Member of the Illinois Senate from the 25th district
- In office 1882–1886
- Preceded by: Meredith Walker
- Succeeded by: Edward A. Washburn

Member of the Illinois Senate from the 19th district
- In office 1872–1882
- Preceded by: redistricted
- Succeeded by: redistricted

Member of the Illinois Senate from the 21st district
- In office 1870–1872
- Preceded by: new district
- Succeeded by: redistricted

Personal details
- Born: November 17, 1819 Arcadia, New York
- Died: October 10, 1889 (aged 69)
- Party: Republican
- Profession: Farmer

= Lorenzo D. Whiting =

American politician

Lorenzo Dow Whiting (November 17, 1819 – October 10, 1889) was an American politician from New York. Born to an early American family, Whiting worked as a store clerk before moving to Illinois in 1838 to study patent law. After a seven-year return to New York, Whiting established a farm in Bureau County, Illinois, which became one of the most prosperous in the region. This led to his being elected as township supervisor, then to the Illinois General Assembly. He served in the assembly for eighteen years: two as a representative and sixteen as a senator. He was known for his advocacy of canals and opposition to railroads. He was the father of journalist Lilian Whiting.

==Biography==
Lorenzo Dow Whiting was born in Arcadia, New York, on November 17, 1819. He was a descendant of Cotton Mather through his mother, Zilpha. Whiting attended school then worked as a clerk in Olcott, New York until he was eighteen. He then set out for Illinois, working in patent rights for four years. Whiting returned to New York in 1842 to teach and oversee the schools in Newfane. He also served as a justice of the peace. In 1849, he returned to Illinois to teach, initially settling near Wyanet. However, he quickly abandoned his teaching ambitions to focus on farming, purchasing a farm near Tiskilwa. Whiting amassed 600 acre of land, making his farm one of the largest in the area and bringing him to local prominence.

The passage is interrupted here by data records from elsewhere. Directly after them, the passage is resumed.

PR #330, opened 2025-02-11
Support decoding `--reviewers` as plain-text JSON

fheinecke:
The shared-workflows bot currently only supports decoding the `--reviewers` flag as a base64-encoded JSON string. For example, rather than

```json
{
  "reviewer-group-1": {
    "username": {
        ... // Repeat for 100+ lines
```

the tool requires the value as `ewogICJyZXZpZXdlci1ncm91cC0xIjogewogICAgInVzZXJuYW1lIjogewogICAgICAgIC4uLiAvLyBSZXBlYXQgZm9yIDEwMCsgbGluZXMK...`. For those of us who cannot base64-decode a string in their head, this is really difficult to read and debug.

Previously this was needed because GHA environment variables/secrets do not "play nice" with structured multiline data. However, now that we're starting to use [`env-loader`](https://github.com/gravitational/shared-workflows/tree/main/tools/env-loader) for these values, we can support plain-text JSON without issue.

This change is fully backwards compatible with all current uses of the bot.

### DIFF
--- a/bot/main.go
+++ b/bot/main.go
@@ -149,7 +149,7 @@ func parseFlags() (flags, error) {
 
 	var decodedReviewers string
 	// Support base64-encoded JSON reviewer string and just JSON without base64 encoding
-	if reviewers != nil && strings.Contains(*reviewers, "{") {
+	if strings.Contains(*reviewers, "{") {
 		decodedReviewers = *reviewers
 	} else {
 		reviewerBytes, err := base64.StdEncoding.DecodeString(*reviewers)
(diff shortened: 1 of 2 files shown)


doggydogworld (approved):

bot/main.go
```diff
@@ -147,9 +147,16 @@ func parseFlags() (flags, error) {
 		return flags{}, trace.BadParameter("reviewers required for assign and check")
 	}
 
-	data, err := base64.StdEncoding.DecodeString(*reviewers)
-	if err != nil {
-		return flags{}, trace.Wrap(err)
+	var decodedReviewers string
+	// Support base64-encoded JSON reviewer string and just JSON without base64 encoding
+	if strings.Contains(*reviewers, "{") {
```
r0mant, line 152: Nit: Should we make this check a little more strict and use "starts with {" (i.e. use HasPrefix instead of Contains)?

r0mant (approved):

PR #331, opened 2025-02-14
Implementing GitHub webhook handler

doggydogworld:
Created an implementation for the GitHub webhook. It is just a small wrapper around the go-github library.

Made some changes to the main function to use `errgroup` to run the `eventSources` concurrently. The `errgroup` library handles propagating cancellations that result from errors and is similar in functionality to waitgroups. In the event of an error from one of the `eventSources`, the `errgroup` will cancel the context which all goroutines in the group can react to appropriately.

### DIFF
--- a/tools/approval-service/cmd/approval-service.go
+++ b/tools/approval-service/cmd/approval-service.go
@@ -1,5 +1,19 @@
 package main
 
+import (
+	"context"
+	"log"
+	"log/slog"
+	"net/http"
+
+	"github.com/google/go-github/v69/github"
+	"github.com/gravitational/shared-workflows/libs/github/webhook"
+	"github.com/gravitational/trace"
+	"golang.org/x/sync/errgroup"
+)
+
+var logger = slog.Default()
+
 // Process:
 // 1. Take in events from CI/CD systems
 // 2. Extract common information
@@ -28,19 +42,22 @@ func main() {
 	eventSources := []EventSource{
 		NewGitHubEventSource(processor),
 	}
-
 	for _, eventSource := range eventSources {
 		_ = eventSource.Setup()
 	}
 
-	done := make(chan struct{}) // TODO replace with error?
+	// 3. Start event sources
+	eg, ctx := errgroup.WithContext(context.Background())
 	for _, eventSource := range eventSources {
-		_ = eventSource.Run(done)
+		eg.Go(func() error {
+			return eventSource.Run(ctx)
+		})
 	}
 
 	// Block until an event source has a fatal error
-	<-done
-	close(done)
+	if err := eg.Wait(); err != nil {
+		log.Fatal(err)
+	}
 }
 
 // This contains information needed to process a request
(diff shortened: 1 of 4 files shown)


tools/approval-service/cmd/approval-service.go
```diff
@@ -114,43 +134,73 @@ func NewGitHubEventSource(processor ApprovalProcessor) *GitHubEventSource {
...
+		case *github.DeploymentReviewEvent:
+			deployReviewChan <- event
+			return nil
+		default:
+			return trace.Errorf("unknown event type: %T", event)
+		}
+	})
+	mux.Handle("/webhook", webhook.NewHandler(
+		eventProcessor,
+		webhook.WithSecretToken([]byte("secret-token")), // TODO: get from config
```
fheinecke, line 152: Maybe this should always take a string? It's a string when configured with GH, and I don't see when we would want to pass a byte array to this func.

tools/approval-service/cmd/approval-service.go
```diff
@@ -114,43 +134,73 @@ func NewGitHubEventSource(processor ApprovalProcessor) *GitHubEventSource {
...
-// Listen for incoming webhook events. Register HTTP routes, start server, etc. Long running, blocking.
-func (ghes *GitHubEventSource) listenForPayloads(payloads chan interface{}, done chan struct{}) {
-	// Once a call is received, it should return a 200 response immediately.
+	var err error
+	// This will block until an error occurs or the context is done
+	select {
+	case err = <-errc:
+		ghes.srv.Shutdown(context.Background()) // Ignore error - we're already handling one
+	case <-ctx.Done():
+		err = ghes.srv.Shutdown(context.Background())
```
fheinecke, line 196: These should probably take a time-limited shutdown context stemming from `context.Background()`.

tools/approval-service/cmd/approval-service.go
```diff
@@ -114,43 +134,73 @@ func NewGitHubEventSource(processor ApprovalProcessor) *GitHubEventSource {
...
+	ghes.deployReviewChan = deployReviewChan
+
+	mux := http.NewServeMux()
+	eventProcessor := webhook.EventHandlerFunc(func(event interface{}) error {
+		switch event := event.(type) {
+		case *github.DeploymentReviewEvent:
+			deployReviewChan <- event
+			return nil
+		default:
+			return trace.Errorf("unknown event type: %T", event)
```
fheinecke, line 147: [This library only exists for Teleport error handling](https://gravitational.slack.com/archives/C08HF8E9F/p1738272989972819?thread_ts=1738188479.237239&cid=C08HF8E9F), so we probably shouldn't be using it anymore outside of the product (here and elsewhere)

fheinecke (commented):
Overall LGTM. We might want to merge the base of this PR into master though, or its PR will become massive by the time we're done.

@r0mant, would you rather we file a bunch of smaller broken/development/not building PRs (which you'll need to review as only eng leads are codeowners), or one massive one later?

PR #333, opened 2025-02-18
[bot] Allow for non-PR events in docpaths

ptgott:
The workflow currently fails if the event is not a pull request, since it attempts to list files for a PR with number 0 and receives a 404 from the GitHub API. Edit the workflow so it does not return an error if the event is not a PR.


ptgott:
Example of a run that fails because of a 404 due to a non-PR event: https://github.com/gravitational/teleport/actions/runs/13394644883/job/37410507330

fheinecke (approved):

doggydogworld (approved):

zmb3 (approved):

Issue #2060, opened 2022-03-22
[FEATURE] Add VM run strategy support (RerunOnFailure by default)


tjjh89017:
**Is your feature request related to a problem? Please describe.**

Harvester will set up VM with `running: true` for now. VM will act as container's policy but not in the common hypervisor.
When shutdown VM from inside, kubevirt will start VM back to running state to keep the policy.

switch to `runStrategy: Manual` will be closer to the behavior of the common hypervisor.
related to https://github.com/harvester/harvester/issues/1882

**Describe the solution you'd like**

Switch creation in UI and template to manual
and use runStrategy to determine the status of VM itself.

**Describe alternatives you've considered**

**Additional context**

depends: (need to rebase before merge it.)
- [x] https://github.com/harvester/harvester/pull/1963
- [x] https://github.com/harvester/harvester/pull/2050
- [x] https://github.com/harvester/harvester/pull/2061
- [x] https://github.com/harvester/dashboard/pull/271
- [x] https://github.com/harvester/harvester/pull/2118
- [x] https://github.com/harvester/dashboard/pull/278
    - [x] still need dashboard template PR for "acpi enable by default"
    - [x] still need dashboard PR for "default runStrategy: Manual in UI"
    - [x] still need dashboard PR for "Start virtual machine on creation"

optional:
- [ ] update terraform driver and VMBuilder https://github.com/harvester/terraform-provider-harvester/blob/759882b0b04297d57dc4867dd7a29fe8b6cc428e/internal/provider/virtualmachine/resource_virtualmachine_constructor.go

**Test Plan**

### Test Case 1
1. create VM from UI, it should use `runStrategy: Manual`
2. VM should have `ACPI enabled true`
3. with `Start virtual machine on creation`, VM should start automatically.
    - without `Start virtual machine on creation`, VM should be off state
4. Pressing Stop button to stop VM shouldn't have any error

### Test Case 2
1. create VM from UI, it should use `runStrategy: Manual`
2. Execute `sudo poweroff` command in VM, VM should keep off state when VM is off.
    - VM should not be ON state without manually start.

### Test Case 3
1. create VM from UI, it should use `runStrategy: Manual`
2. backup it
3. restore to existing VM.
4. VM should still use `runStrategy: Manual`

### Test Case 4
1. create VM from UI, it should use `runStrategy: Manual`
2. backup it
3. restore to new VM
4. VM should still use `runStrategy: Manual`

### Test Case 5
[...]

PR #2118, opened 2022-04-06
enable ACPI by default

tjjh89017:

**Problem:**

https://github.com/harvester/harvester/issues/2060

**Solution:**

enable ACPI for VM by default

**Related Issue:**
https://github.com/harvester/harvester/issues/2060

**Test plan:**

please refer test plan in https://github.com/harvester/harvester/issues/2060

### DIFF
--- a/pkg/data/template.go
+++ b/pkg/data/template.go
@@ -156,6 +156,9 @@ spec:
         spec:
           evictionStrategy: LiveMigrate
           domain:
+            features:
+              acpi:
+                enabled: true
             cpu:
               cores: 1
             devices:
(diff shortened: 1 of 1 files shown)


weihanglo (approved):
Approved. This seems no harm, though I found that it should be enabled by default according to the doc https://kubevirt.io/api-reference/v0.49.0/definitions.html#_v1_features

bk201 (approved):
`virtualmachinetemplateversions` CRs are created once, we might also need to add this feature to the upgrade path.

guangbochen (approved):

Whiting was named a supervisor of Indiantown Township, Bureau County, Illinois, served for five or six years, then was elected to the Illinois House of Representatives as a Republican in 1868. Shortly thereafter, he was elected as a delegate to the 1870 Constitution of Illinois Convention. There, Whiting successfully advocated for a provision empowering the general assembly to regulate the railroad business. After his two-year term in the state house, Whiting was elected to the Illinois Senate in 1870. He would serve in that body until 1886 and was noted for his advocation of the Hennepin Canal. Whiting also wrote the bill that passed the Illinois and Michigan Canal to the federal government.

Whiting married Lucretia C. Clement in 1846. They had three children before she died in 1872. Eldest son Clement A. became a professor at the Pacific School of Osteopathy in Los Angeles. Herbert L., the middle child, maintained the land holdings in Illinois after Lorenzo's death. Daughter Emily Lilian became a journalist (under the name Lilian Whiting) in Boston, Massachusetts. Whiting married Eriphyle Robinson in 1874. He died on October 10, 1889, and was buried in Mount Bloom Cemetery in Tiskilwa.